Prepare for the face-to-face meeting.
In addition to creating a meeting agenda, prepare a brief written description of your situation along with a timeline of events. Don’t try to “wing” this at the meeting as you’re likely to forget some vital piece of information. Carefully consider your situation, write down the key points, and take this script with you to each meeting to stay focused. If you’re the one being sued, bring a copy of the complaint and any relevant documents.
Ask questions about the lawyer’s experience.
Once you’ve explained your situation, you need to determine if the lawyer you are considering is truly qualified to handle your particular case, and you should be prepared to ask specific questions and to note any of your questions that are not satisfactorily answered or other omissions that could be “red flags.”
Have they handled this type of litigation before? How often? Ask for specific examples and details about the outcomes. How much trial experience do they actually have? You’d be surprised at how many litigators rarely step foot in court.
Find out who will be working on your case.
Ask who will be doing most of the work on the case. If the lawyer heading your litigation team seems to be a major rainmaker, regularly appearing on panels and giving speeches, it’s a good sign that another lawyer will be doing most of the work. This isn’t necessarily a bad thing, but you should also meet with that person at the outset.
Determine how much it will cost.
If you do decide to litigate, ask how long the litigation is likely to last. What kind of budget will be needed, if not for the full case, then at least for the next ninety days or so? Will a retainer be required? How much will it be?
If you’re contemplating filing a lawsuit, your prospective lawyer should definitely mention the possibility of being countersued by the defendant, which is very common in business litigation. Such an occurrence will likely increase the costs of your case.
Explore alternatives to litigation.
It’s a good sign if the lawyer discusses settling immediately and not going to trial. Such candor is something you want in a potential litigator. It is a sign of experience, not weakness or fear. Another good sign is if they bring up mediation, explaining how the process works and providing names of good mediators for you to consider.
Ask the lawyer to talk about their settlement record, not just about verdicts, and to give some examples of amazing settlements. Also, ask how many cases they’ve actually taken to trial as opposed to arbitrations.
If you expect your case to be tried by a jury, remember that arbitrations are quite different, and lawyers who mainly arbitrate may not be prepared for the challenges of persuading a jury to rule in your favor.
Understand the role of insurance.
If the potential litigation involves a dispute based on software, defamation, environmental damage, or trade secrets, the lawyer should ask you about your insurance coverage. They also should discuss the possibility that the other side might be able to ask its insurer to help fight you. If they don’t discuss the impact of insurance, this is a definite red flag.

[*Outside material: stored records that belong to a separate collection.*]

PR #1306, opened 2026-06-13
feat(radio): add AN/PRC-117G comms system

rokudara-sen:
## About the PR

This PR adds the AN/PRC-117G manpack radio for Radio Telephone Operators, a tunable direct-frequency layer for all headsets, tiered radio jamming, and an electronic-warfare loop (direction finding, interception, COMSEC changeovers) on top of it.

The goal is to make ground comms more interesting than a simple "tower works / tower does not work" check. RTOs now have a real field role: keeping squads connected, managing secure nets, handling intercepts, watching their emission signature, and reacting to jamming.

### The radio

The AN/PRC-117G is worn on the back and can only be operated by trained roles — for GOVFOR the RTO, Commander, Officer Adjutant, and Advisor; for CLF the Cell Leader. This is deliberate redundancy: if the RTO drops, another trained role can pick up the already-keyed pack and keep the element on the net. It supports up to four programmable preset slots with user-defined labels, assigned either from the faction net list or entered manually as raw frequencies. The active AN/PRC net is transmitted on with `:r`, prefixed by an operator-set callsign.

While worn and powered, the radio acts as a relay anchor. Friendly headset traffic on nets loaded into the AN/PRC works without a communications tower within 30 tiles at full signal, and out to 45 tiles with degraded signal (stock figures — see power and antennas below).

The radio has four operating modes, each with a distinct up and down so none of them is the meta:

* **FH — Frequency Hopping**: jamming against you is reduced by one tier and you can transmit from inside jam fields; costs 1.5× battery and even secured FH traffic carries a small DF signature. Interceptors without matching fill get light hop interference on in-the-clear FH traffic.
* **SC — Single Channel**: the efficient workhorse. 0.75× battery and zero DF signature while secured; no jamming resistance.
* **CT — Cipher Text**: invisible to interceptors (no red text, no log entry) and no DF signature, but only fill-loaded AN/PRCs can decode it — your own riflemen hear an encrypted burst, so it is useless for squad broadcast. Transmit is locked until fill is loaded. No jamming resistance.
* **PT — Plain Text**: the emergency mode. 0.5× battery, but readable by everyone, jammed one tier harder, and the biggest DF signature.

It also has monitor (receive-only) mode, scan mode with automatic active-slot switching, a `0–4` squelch noise gate, and a 50-entry server-side net log that survives closing the panel and powering off. The log can be filtered client-side by net (dropdown) and by free-text search over sender and message.

[...]

PR #1568, opened 2026-07-10
feat(radio): AN/PRC-117G comms system

rokudara-sen:
## About the PR

This PR contains the full AN/PRC-117G communications system in a single change set. It was previously opened as #1306 and was briefly split into a 12-PR stack, following my usual workflow. Based on review feedback, I have recombined it here and closed #1569.

The PR adds the AN/PRC-117G manpack radio for Radio Telephone Operators, direct-frequency tuning for all headsets, tiered radio jamming, and an electronic-warfare loop covering direction finding, interception, and COMSEC changeovers. It also adds a corded handset for command staff, mappable comms arrays and masts, and automatic faction callsigns with a directory console.

The main goal is to move ground communications beyond a binary "tower works / tower does not work" check. RTOs now have an active field role: keeping squads connected, managing secure nets, handling intercepts, controlling their emissions, and responding to jamming.

> [!NOTE]
> **The entire feature is gated behind a new `au14.new_comms_system` CVar, default off.** With the CVar disabled, radio behavior is unchanged. A test merge will not affect the server until the option is enabled. See the merge warning below for the mapping requirements that must be in place first.

### The radio

The AN/PRC-117G is worn in the back slot and can only be operated by trained roles. For GOVFOR, those roles are the RTO, Commander, Officer Adjutant, and Advisor; for CLF, the Cell Leader can operate it. This redundancy is intentional: if the RTO goes down, another trained role can pick up the keyed radio and keep the element connected.

The radio supports up to four programmable presets with user-defined labels. Presets can be selected from the faction net list or entered as raw frequencies. The active AN/PRC net uses `:r`. Transmissions are prefixed with the operator's callsign, which replaces the speaker's name on the radio message. Operators without a callsign appear as "UNKNOWN STATION."

While worn and powered, the radio acts as a relay anchor. Friendly headset traffic on nets loaded into the AN/PRC works without a communications tower within 30 tiles at full signal and up to 45 tiles with degraded signal. These are the stock ranges before TX power and antenna modifiers.

The radio has four operating modes, each with a specific use case and a real downside:

* **FH — Frequency Hopping**: reduces incoming jamming by one tier and allows transmission from inside a jam field. It uses 1.5× battery, and secured FH traffic still carries a small DF signature. Interceptors without the matching fill hear light hop interference when the FH traffic is otherwise in the clear.
* **SC — Single Channel**: the efficient default. It uses 0.75× battery and has no DF signature while secured, but offers no jamming resistance.
* **CT — Cipher Text**: produces no intercept text, no log entry, and no DF signature. Only AN/PRCs with matching fill can decode it; normal squad headsets receive an encrypted burst, so CT is not suitable for general squad traffic. Transmission is blocked until fill is loaded. It has no jamming resistance.
* **PT — Plain Text**: the fallback mode. It uses 0.5× battery, but anyone can read it, jamming affects it one tier harder, and it has the largest DF signature.

The radio also includes a receive-only monitor mode, a scan mode that automatically changes the active preset, a squelch setting from 0–5 with a default of 3, and callsign entry with faction-specific suggestions. Its server-side net log stores the latest 50 entries and persists when the panel is closed or the radio is powered off. The client can filter the log by net or search sender and message text.

A **TX power** dial with LO, MED, and HI settings trades range for battery use and DF exposure. LO provides 0.6× range at half battery cost and half DF signature. HI provides 1.5× range at twice the battery cost and twice the DF signature.

The radio uses a swappable battery, with separate standby drain and a larger cost for each transmission or radio check. It powers itself off when the battery is empty. The antenna slot accepts either the stock **whip**, which keeps its range while moving, or the **mast**, which roughly doubles range while stationary but falls to around half the stock range while moving. That makes the mast useful at fixed positions without making it the best option in every situation.

The **RADIO CHECK** action sends a standard check over the active net and privately reports which stations are in clear or degraded range. When used inside a jam field, it also reports a compass bearing to the strongest emitter, giving players a way to locate jammers.

### Retrans stations

The radio can also relay while planted. An RTO can deploy it as an unattended retrans station, where it anchors its loaded faction nets, continues logging traffic, counts as stationary for the mast antenna, and drains its battery until recovered.

Anyone can pack up a retrans station, including the opposing faction. Doing so transfers the keyed radio and any loaded fill card to the person who recovers it. That is the intended capture risk.

### COMSEC

COMSEC uses physical fill cards loaded into a dedicated slot. Faction nets are encrypted end to end: an interceptor tuned to the correct frequency still hears headset traffic as static unless they have a matching, current-generation fill card.

The AN/PRC also needs valid fill to participate in that encryption. Attempting to transmit on a faction net without it warns the operator and sends the message in the clear. **ZEROIZE** ejects the card. **DESTROY** deletes it when recovery is not practical.

Captured enemy fill cards can be loaded to decode hostile secured traffic, including CT and the FH hopset. The countermeasure is the **RECRYPTO** order. With a current card from the operator's own faction loaded, RECRYPTO advances the faction-wide generation and invalidates every older card, including captured copies. Invalid cards remain identifiable as stale but no longer secure or decode traffic.

A captured enemy card cannot be used to trigger a recrypto for another faction. The order also does not create replacement cards. Newly spawned cards are stamped with the current generation, so normal resupply remains the way to distribute valid fill after a changeover.

### Direction finding

Traffic with a DF signature has a chance to reveal the sender's approximate location as a temporary contact on the opposing faction's tactical map. PT has the strongest signature, unsecured faction traffic is close behind, secured FH has a small signature, and secured SC or CT has none.

The detection chance scales with TX power, increases near active enemy jamming, and accumulates when a sender repeatedly transmits in the clear from the same position. Going quiet or moving away resets the accumulated exposure. The intended behavior is straightforward: transmit, then displace.

### Headsets and jamming

Every headset gains one tunable direct frequency from `30.000` to `87.999 MHz`, transmitted with `:x`. Direct-frequency traffic works peer to peer without towers, encryption keys, or relays. It is intentionally insecure: anyone can tune to the same frequency. An AN/PRC configured to that frequency can bridge the traffic over a longer distance.

This includes a headset tuning window, a reset-to-default verb, and a laminated frequency-assignment card item.

Radio jammers now interact with the full system. Standard radios are still hard-blocked when transmitting from inside a jam field. AN/PRC traffic is degraded instead, using mode-dependent garbling. A receiver near a jammer can add further corruption, degraded messages always lose at least one word, and direct frequencies are also affected.

### The handset

Nearby players can take the corded handset from a worn AN/PRC. The handset is a physical item using the existing RMC radio-telephone sprite and is connected to the radio by a 2.5-tile cord rendered on the client. This lets a commander or another nearby player speak through the RTO's pack without carrying a second radio.

While holding the handset, normal spoken messages are transmitted over the pack's active net. Whispers remain local, following the same behavior as the RMC rotary phones, and no `:r` prefix is required. The holder also hears the active net through the handset, excluding channels already provided by their own headset to avoid duplicate messages.

Dropping or throwing the handset returns it to the radio. Taking it from another player's hand transfers the call. Handset traffic uses the holder's callsign when available, otherwise it falls back to the station callsign.

### Comms arrays and masts

The mappable `AU14CommsArray` and `AU14CommsMast` structures provide fixed relay coverage. The array is powered and intended for whole-site coverage; the passive mast covers a smaller command-post area. Both can be damaged, destroyed, and repaired, with damaged sprite states at higher damage levels. This makes communications infrastructure a meaningful objective rather than background map decoration.

`RadioChannelPrototype` gains an `AnchorGated` flag. A combat net marked with this flag has **no coverage** unless an array, mast, worn AN/PRC, or planted retrans station is in range. Channels without the flag retain their existing behavior. `AnchorGated` does nothing while the CVar is disabled.

### Callsigns

GOVFOR, OPFOR, and CLF members receive a callsign based on job and squad when they spawn. The standard suffixes are 6 for element leader, 5 for second in command, 7 for senior NCO, ROMEO for RTO, OPS for staff, and 1–N for everyone else. These are prefixed by the squad word or the faction command word: HAVOC, VICTOR, or CELL.

On faction radio traffic, the callsign replaces the speaker's name and job prefix, following FH84-style net anonymity. During an AN/PRC transmission, the radio's station callsign takes precedence over the operator's personal callsign. Enabling the CVar in the middle of a round assigns callsigns to players who spawned while it was disabled.

Overwatch laptops receive a **comms net directory console** so command can resolve the anonymous callsigns within its own faction. Entries are grouped by element, and authorized users can reassign suffixes. Access is limited to AN/PRC operator roles.

### Role doctrine

Combat nets marked `AnchorGated` require relay coverage. The AN/PRC is restricted to RTO and command roles, and squad leaders no longer receive a direct command-channel key. SL-to-command traffic is expected to pass through the RTO or the handset.

This is the gameplay change that gives the RTO a necessary operational role rather than making the radio an optional accessory.

### Content

GOVFOR, OPFOR, and CLF each receive faction-specific AN/PRC variants, fill cards, and antennas. Trained roles carry their faction's fill card. RTOs spawn with a pre-keyed radio, a spare fill card, and a laminated frequency-assignment card.

Replacement radios, batteries, fill cards, and antennas are available through requisitions or ASRS for GOVFOR and OPFOR, and through faction vendors for CLF. A dedicated resupply crate is also included.

Five guidebook pages under a Communications Reference index cover the AN/PRC-117G, field headsets, voice procedure, and a numbers-only quick reference containing prefixes, ranges, and mode, power, and squelch tables.

## Why / Balance

This gives the RTO something important to manage throughout a round. Squads benefit from staying within relay range, losing an RTO can disrupt an entire element, and capturing a radio, retrans station, or fill card provides useful intelligence. The same mechanics could also support dedicated intelligence objectives later.

The COMSEC loop—fill, intercept, zeroize, capture, and recrypto—adds faction-level signals gameplay without changing the basic headset workflow for regular soldiers.

The controls are built around tradeoffs rather than a single optimal configuration:

* Modes: FH trades battery and a small DF signature for jamming resistance. SC is efficient and quiet while secured but has no protection from jamming. CT is difficult to detect or intercept but only works between filled AN/PRCs. PT is cheap and reliable as a fallback, but everyone can read it.
* TX power: additional range costs both battery and a larger DF signature.
* Antennas: the mast provides much better stationary coverage but performs worse than the whip while moving, keeping it useful for command posts and retrans sites rather than patrols.
* DF accumulation discourages repeated in-the-clear transmissions from one position and rewards basic signals discipline.
* Callsign-only faction traffic keeps intercepted messages useful without exposing player identities for free. The directory console preserves that ambiguity for the enemy while still giving friendly command staff the information they need.

The scope is deliberately limited. A relay only carries the operator faction's own nets. Colony and third-party channels continue to use their existing tower-dependent routing and are not affected just because an RTO tunes to them. Those groups should see no behavior change unless a jammer is involved, which affects all radio users consistently.

## Review notes

* The branch is split into **13 commits, one per subsystem**, in dependency order: shared declarations → crypto → garble/range → tunable headsets → manpack core → transmit/DF → handset/arrays/doctrine → physical handset item → server BUI → client window → callsigns → directory console → guidebook/vendors. Reviewing the combined "Files changed" view is also fine.
* Each commit builds independently and was run through the YAML linter on its own.
* For a server trial, enable `au14.new_comms_system`. All testing notes below assume the CVar is enabled.

## Please test this yourself

Please do not rely on code review alone for this one. It changes several layers of radio behavior, and the most useful feedback will come from trying unusual setups in-game.

Good things to try:

* [ ] Use two or more RTOs on the same faction net.
* [ ] Put different faction RTOs close to each other and check what does and does not relay.
* [ ] Try using the AN/PRC while moving between grids, maps, dropships, shuttles, or teleports.
* [ ] Kill, crit, cuff, strip, disconnect, or move the RTO and check whether relay behavior stops correctly.
* [ ] Put the radio in containers, drop it, turn it off, delete it, or move it away from the operator.
* [ ] Try friendly fill, enemy fill, no fill, zeroized fill, and stale (recrypto'd) fill.
* [ ] Order a recrypto and confirm captured cards stop decoding while fresh supply arrives current.
* [ ] Put jammers near the sender, receiver, relay, or all of them at once.
* [ ] Transmit repeatedly from one spot in PT near jamming and watch the enemy tactical map for DF blips; then displace and confirm the accumulation resets.
* [ ] Plant a retrans station, walk out of worn-relay range, and confirm it carries the net; pack it up as the enemy faction.
* [ ] Swap whip/mast antennas while moving and standing still, at each TX power, and confirm the range changes (radio check helps here).
* [ ] Drain a battery to zero mid-conversation and hot-swap it.
* [ ] Try direct-frequency headset comms between hostile groups using the same frequency.
* [ ] Take the handset, walk the cord to its limit, talk and whisper while holding it, drop it, throw it, and grab it out of someone else's hand mid-sentence.
* [ ] Confirm the handset holder hears the net without double-hearing channels their own headset already covers.
* [ ] Destroy and repair a comms array/mast and confirm anchor-gated nets die and come back.
* [ ] Check callsign assignment on roundstart, latejoin, squad transfer, and mid-round CVar enable; confirm names never leak on faction nets.
* [ ] Use the directory console to look up and reassign suffixes; try it as an unauthorized role.
* [ ] Check implants, accessory earpieces, headset encryption keys, muted channels, ghosts, and admin observing.
* [ ] Fill the net log past 50 entries with several nets loaded, then filter by net and by text with the panel open while traffic keeps arriving.
* [ ] Spam several relays, several jammers, and many different direct frequencies to see if anything breaks.

Please add any missing edge cases directly to the PR. I would rather test too many odd interactions than miss an obvious exploit.

## Ingame testing performed

The following has already been tested ingame:

* [x] AN/PRC-117G can be equipped on the back slot.
* [x] Only trained operators can operate the AN/PRC-117G.
* [x] Radio presets can be configured from faction nets and through raw frequency entry.
* [x] `:r` transmits on the selected active AN/PRC net.
* [x] Friendly headset traffic is relayed by a worn, powered AN/PRC; relay coverage works without a communications tower within the intended relay range, and degrades outside full-signal range.
* [x] Tower-gating exemptions work for relay-covered traffic.
* [x] The relay only carries the operator faction's own nets; tuning enemy, colony, or third-party frequencies does not reroute those channels for uninvolved players.
* [x] Direct headset frequency tuning works within `30.000–87.999 MHz`; `:x` transmits peer-to-peer without towers; AN/PRC bridging works for shared frequencies.
* [x] Matching COMSEC fill decodes secured faction-net traffic; missing or wrong fill hears static; captured enemy cards decode hostile secured traffic; intercepts appear as red intercept text.
* [x] ZEROIZE ejects the card; DESTROY deletes it.
* [x] RECRYPTO supersedes older cards faction-wide; stale cards stop securing and identify as STALE; enemy cards cannot trigger a recrypto for your faction.
* [x] Jammers hard-block standard radios from inside a jam field but degrade AN/PRC transmissions instead; FH/PT apply their intended resistance/susceptibility; direct frequencies are jammable.
* [x] TX power scales relay range, battery cost, and DF exposure at each setting.
* [x] DF blips appear on the opposing faction's tactical map for in-the-clear/PT traffic near jamming; accumulation resets on displacement or going quiet.
* [x] Retrans plant/pack-up flow, including enemy capture and mast-on-retrans range.
* [x] Handset take/hang-up/cord-break/drop/throw/strip flow, all-speech transmit with whisper staying local, holder hearing without duplicates, cord overlay.
* [x] Callsign assignment and radio name masking on faction nets, station callsign override mid-AN/PRC transmission.
* [x] GOVFOR and CLF variants spawn with their expected faction equipment.
* [x] Guidebook pages open and display correctly.

Still to tick off:

* [ ] Radio check coverage report, including the jammer bearing while inside a jam field.
* [ ] Battery drain on standby vs. per transmission, auto power-off, and hot-swap.
* [ ] Whip vs. mast antenna ranges while moving and stationary.
* [ ] Net log filters (per-net dropdown, text search, CLR) with live traffic arriving.
* [ ] Directory console suffix reassignment across squad transfers.
* [ ] Comms array/mast damage states, destruction, and repair, with anchor-gated nets dropping and recovering.

## Merge warning

> [!WARNING]
> Merging is safe at any time because the CVar is disabled by default, and the current radio behavior remains unchanged while it is off. However, **do not enable `au14.new_comms_system` until maps have comms coverage placed**. Faction main bases and the ship need an `AU14CommsArray`; command posts need an `AU14CommsMast`. Anchor-gated combat nets will not work without one of those structures, a worn manpack, or a planted retrans station. Mapping can be merged separately, but it must be complete before the CVar is enabled.
>
> This change touches radio routing, tower gating, jamming, faction encryption, the tactical map, item slots, headset behavior, and intercept logic. It needs broad in-game testing. The proposed server trial is the right way to validate it.

## Edge cases reviewers should think about

Please reply to this PR with any abuse cases, edge cases, or unusual interactions you can think of, especially around:

* [ ] Multiple RTOs relaying the same net on the same map, and different-faction RTOs near each other.
* [ ] AN/PRC relay behavior across grids, maps, shuttles, dropships, and FTL/teleport movement.
* [ ] Radio behavior when the RTO dies, disconnects, is crit, is cuffed, is stripped, or drops the radio.
* [ ] Relay behavior when the AN/PRC is powered off, unworn, deleted, gibbed, EMPed, or moved into containers.
* [ ] Captured radios with friendly fill, enemy fill, no fill, zeroized fill, or stale fill.
* [ ] Recrypto abuse: ordering changeovers with captured or stale cards, recrypto spam, and cards spawned mid-changeover.
* [ ] Retrans stations: planting in odd places, capture griefing, planted radios on moving grids, and mast range while planted.
* [ ] Handset abuse: cord range on moving grids, handing the handset through walls/windows, holder identity leaks, hearing duplication with exotic headsets.
* [ ] Callsigns: name leaks through emotes/whisper/examine, suffix collisions on mass latejoin, squad transfer races, mid-round CVar enable.
* [ ] DF blips: correct faction targeting, blip cleanup after expiry, and interaction with tactical map snapshots for non-live viewers.
* [ ] Ways to cheese the mast antenna's stationary check (stutter-stepping, being pulled or carried, standing on moving grids/conveyors).
* [ ] Jamming behavior when the transmitter, receiver, relay, or all three are inside different jam fields.
* [ ] Direct-frequency abuse cases, especially shared frequencies between hostile groups.
* [ ] Interaction with implants, accessory earpieces, headset encryption keys, channel mutes, and ghost/admin observing.
* [ ] UI desyncs between the radio panel, headset tuning window, item slots, net log, net log filters, and the directory console.
* [ ] Roundstart loadouts, latejoin loadouts, role changes, respawns, and admin-spawned equipment.
* [ ] Performance with many players, many direct frequencies, several jammers, and multiple active relays.
* [ ] System ordering: `ANPRCRangeSystem` relies on `after:` constraints against `RMCTelephoneSystem` / `JammerSystem`. If upstream ever renames those systems, this fails loudly at server startup rather than silently.
* [ ] Engine subscription constraints: only one system may subscribe a given `(component, event)` pair. If upstream ever subscribes `<HeadsetComponent, MapInitEvent>` itself, the server should fail loudly at startup with a `Duplicate Subscriptions` exception instead of silently changing behavior.

## Technical details

System layout:

* `ANPRCRadioSystem` (split into core / `.Transmit.cs` / `.Handset.cs` / `.Bui.cs` partials): handles equip and unequip, channel grants, relay-anchor lifecycle, battery and antenna slots, presets, transmit and receive paths, interception, DF exposure, retrans, handset behavior, and the net log.
* `ANPRCCryptoSystem`: handles the fill-card item slot, fill generations, and recrypto changeovers. RECRYPTO is gated on an `OperatorFaction` match.
* `ANPRCGarbleSystem`: applies jamming, range, COMSEC garble tiers, and squelch. Jam intensity is cached once per tick.
* `ANPRCRangeSystem`: handles per-map relay range, antenna and TX-power effective ranges, coverage classification, and `TryGetNearestJammerDirection` for the radio-check bearing.
* `TunableFrequencySystem`: routes direct-frequency traffic and AN/PRC bridging while mirroring `RadioSystem` bookkeeping, including admin logs, replay recording, and ghost hearing with the follow button.
* `AU14CallsignSystem` (+ `.Console.cs`): assigns callsigns, preserves pinned suffixes across squad transfers, masks radio names, and backs the directory console. Suffixes are unique per element.
* `TacticalMapSystem.AU14.cs`: creates DF contact blips in both the live and snapshot dictionaries because non-live tactical-map viewers only render the snapshot.

Notes:

* `ANPRCRangeSystem` subscribes to `RadioSendAttemptEvent` / `RadioReceiveAttemptEvent` **after** `RMCTelephoneSystem` and `JammerSystem`, then overrides their verdict for relay-covered traffic and AN/PRC `:r` transmissions. Conditions that must remain cancelled, including muted channels through `RMCRadioFilter` and jammed non-ANPRC senders, are checked again before a cancellation is removed.
* `ANPRCGarbleSystem` subscribes to `RadioReceiveEvent` on `TunableHeadsetComponent` **before** `HeadsetSystem`. The by-ref event passes the garbled message into the normal relay-to-chat path.
* `TunableFrequencySystem` adds `TunableHeadsetComponent` and registers its BUI on each headset during map initialization through `SharedUserInterfaceSystem.SetUi()`. This avoids modifying the upstream `CMHeadset` prototype.
* **Engine constraint:** only one system may subscribe to a given `(component, event)` pair. The `_AU14` systems therefore use `TunableHeadsetComponent` for receive garbling and `<HeadsetComponent, MapInitEvent>` for component injection. If upstream later adds its own `<HeadsetComponent, MapInitEvent>` subscription, the server will likely fail at startup with a `Duplicate Subscriptions` exception. The fix would be to retarget our subscription.
* The radio item owns its `ActiveRadioComponent`, like a headset, rather than granting channels directly to the wearer. This avoids conflicts with accessory earpieces or radio implants that add `IntrinsicRadioReceiverComponent` to the player.
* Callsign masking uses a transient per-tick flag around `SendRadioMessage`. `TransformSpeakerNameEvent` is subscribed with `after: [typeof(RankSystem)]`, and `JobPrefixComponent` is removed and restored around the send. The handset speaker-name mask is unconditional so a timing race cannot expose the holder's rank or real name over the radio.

Whether you’re open to tendering the defense of a case to your insurer or you plan to pay the legal fees yourself, ask the lawyer if they’ve dealt with insurance client billing systems and if they’re experienced in working with insurance companies. To prevent discounted fee payments by your own insurer, which might increase your out-of-pocket costs to make up the difference, your lawyer should know how to avoid “block billing” and similar practices that insurance companies often use to reduce fees paid to law firms.
Wrap things up.
Finally, ask the lawyer what their response time is for returning emails. If they don’t have a firm response time policy, say, within twenty-four to forty-eight hours, that is a red flag.
Unless you are ready to hire a lawyer on the spot, you should thank everyone for their time and let them know you will get back to them promptly. Once you have selected your lawyer, you should circle back to thank the others with a brief email, note, or phone call.